No centro do círculo, com o enquadramento centrípeto, a operação de extração da mais-valia espetacular da diferença procura converter os corpos dos dois homens em fetiches exóticos, como atrações principais da vista 441. Compreender a Danse du Sabre, I como exemplo do cinema de atrações é reiterar inadvertidamente a violência extrativista da operação do cinematógrafo como dispositivo cosmotécnico, participando do apagamento da violência colonial que torna possível representar a diferença como um conjunto exótico de atrações.

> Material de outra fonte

PR #1478, opened 2020-07-21
Add sideways bumpers

weluvgoatz:
This PR adds sideways bumpers to the game.  These will bounce Tux to the side stronger than he can jump, as well as up a little bit.  They do not obey gravity, but there is some unique behavior that they will stick to the side of falling blocks and will obey their falling as well.  Tux can always use them, he doesn't have to line up with them.  Also, they do not move.  They don't have collision with other objects at the moment.  They also cannot be picked up.

Due to how different they behave to normal trampolines, they are classified as different objects, but they still use similar sprites.

Note:  Github for some reason messed with some lines in fallblock.cpp, but I don't understand what those changes were since no changes seem to show up.

Please test out this PR and hopefully it can soon get merged!!! These objects are awesome!!!


AndrePinheiroPT:
FINALLY!

weluvgoatz:
I made a video showcasing this: https://youtu.be/lZhHQ5oztD0

papb:
Awesome!!

data/images/objects/trampoline/right_trampoline.sprite
```diff
@@ -0,0 +1,19 @@
...
+    (name "swinging")
+    (fps 24)
+    (hitbox 0 2 18 27)
+    (images "right-0.png"
+            "right-1.png"
+            "right-2.png"
+            "right-3.png"
+            "right-4.png"
+            "right-5.png"
+    )
```
HybridDog, line 17: Is it possible to mirror the left images?
This would avoid the (almost) duplicate image files.

weluvgoatz: I've fixed it as of the latest few commits.

HybridDog: thanks

PR #1479, opened 2020-07-21
Discord integration (Rich Presence)

Semphriss:
Integrating the Discord Rich Presence feature into SuperTux!

Screenshot from 2020-07-21 18-49-00

- Disabled by default, you can enable it at the bottom of the Options menu ("Enable Discord RPC").
- If you have Discord open while you are playing, and you allow Discord to display which game you are playing, SuperTux will display your in-game status on your profile.
- Shows if you're in the menu, in a worldmap (including the worldmap name), in a level (including the level name and its corresponding worldmap), or if you are editing a worldmap/level (will show names as well).
- Checking/unchecking the option to enable/disable Discord RPC is effective immediately, no need to restart the game or go back to the menu. Useful if you want to work on a secet level :)

It should work at least with Windows, MacOS and Linux. Tested efficiently on Linux and quickly on Windows. Android/others should be effectless.


Semphriss:
The build errors are me not having marked some overriding functions as "override" and leaving the default destructor in my C++ classes. I'll fix that right away, if anyone sees anything else, please let me know!

Semphriss:
The build fails because there is some Discord-related code that produces warnings, which are interpreted as errors by Travis. I think I'd need to move the Discord-related code as a seperate external library, but there's quite some stuff to do and my motivation doesn't go that far for today.

Semphriss:
Moving the Discord code to the "external" folder turned out much easier than expected, however the compiler seems obstinated at throwing the whole thing out the window because it doesn't like the syntax style of the Discord code.

Is there anywhere where I can put the Discord library so that Travis won't come back and scream at the implicit casts?

Semphriss:
Oh, and now there are other commits that sneaked their way in my branch. Now my PR is infected with someone else's stuff.

I'm closing this. The branch is polluted with irrelevant stuff and I'm not motivated anymore. I'll see that later.

PR #1481, opened 2020-07-22
Fix animation issue with slow framerates

### LINKED ISSUE #1453: Sprites with 1 loop don't work in laggy zones
The loops attribute of sprites allows for an action to be played only once (like the buttjump or jumpy) and it works fine normally, but in laggy areas of the game this seems to be thrown out the window and they loop indefinitely, making things like buttjump and jumpy look super weird.  If someone can fix this that'd be great.  I'm on Windows 10 and playing 0.6.2 nightly.

martinvanzijl:
Fixes #1453. Sprites with 1 animation loop now stop as expected, when playing with low frame-rates. I.e. they don't continue forever.

Demo below, recorded using the `export LIBGL_ALWAYS_SOFTWARE=true` as in https://github.com/SuperTux/supertux/issues/1453#issuecomment-654967674.

animation-fix-demo

### DIFF
--- a/src/sprite/sprite.cpp
+++ b/src/sprite/sprite.cpp
@@ -116,12 +116,9 @@ Sprite::update()
     m_frameidx++;
   }
 
-  while (m_frameidx >= get_frames()) {
+  while (m_frameidx >= get_frames() && !animation_done()) {
     m_frameidx -= get_frames();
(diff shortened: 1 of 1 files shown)


Zwatotem:
That resolves the issue, thank you for your contribution.

PR #2556, opened 2023-07-22
Fix editor not updating direction of badguys, conveyor belts and bumpers

Narre:
This PR fixes the editor not updating sprite actions of badguys, bumpers and conveyor belts upon changing their direction. It also fixes the formatting in all the files I touched - indentation, `m_` prefix for member variables and CRLF → LF.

O arquivo e sua ordem se constituem por meio desse apagamento, mas o aparelho registra também um transbordamento: na vista 441, uma pulsão anarquívica emerge das relações centrífugas entre os corpos e o enquadramento, perturbando sua operação como dispositivo cosmotécnico e abrigando em suas imagens uma frágil potência cosmopoética, que se condensa nos recorrentes movimentos de virada de um dos homens em direção ao aparelho. (2021, p. 14)
Em “Aschanti-Figuren, 1896-1903: para uma (an)arqueologia da extração”, retomo o tema do ensaio de 2021 e amplio a teia transtextual aberta em que situo as aparições da alteridade “Aschanti” em zoológicos humanos na Europa, na virada do século XIX para o século XX. Ao articular uma arqueologia e uma anarqueologia da extração que produz as personas negras de delírios brancos baseados no racismo, o texto recorre ao conceito de cosmopoéticas como parte de uma tentativa de reconhecer as “frequências inaudíveis dos sons e silêncios por trás das máscaras brancas” (2025, p. 67).
À análise do regime da extração, de sua violência que captura encontros entre mundos e os reduz à cena recorrente de espetáculos exóticos baseados em delírios brancos, busquei acrescentar a escuta das imagens e de suas frequências inaudíveis, em busca das vibrações que, apesar dessa operação colonial-extrativista do dispositivo e de seu fogo contínuo, foram registradas de alguma maneira, em alguma fresta, em alguma cinza que é preciso reacender, insistindo nas aberturas cosmopoéticas que se pode entrever em seu brilho em brasa. (2025, p. 102-103)
Tudo isso é parte de mais de uma pesquisa em andamento ou em compasso de espera, por assim dizer, em meio a itinerários que frequentemente multiplicam os caminhos abertos e os horizontes do possível. Aqui, tentei reunir os fragmentos em um percurso comentado, retomando pontos que me parecem significativos (meu livro e o artigo que escrevi sobre o atlas de cosmopoéticas) e agrupando ao menos alguns textos publicados em momentos diferentes da minha trajetória (sobre temas tão diversos quanto as histórias do contato e dos genocídios indígenas no Brasil, os cinemas africanos em sua multiplicidade, e os zoológicos humanos na história do cinema e nas teias transtextuais abertas que a atravessam), porque me dei conta de que todas essas aproximações variáveis ao conceito de cosmopoéticas talvez componham um livro, talvez mais de um, em sua evidente incompletude, que me resta continuar a completar de maneira insuficiente e, assim, aprofundar ainda mais.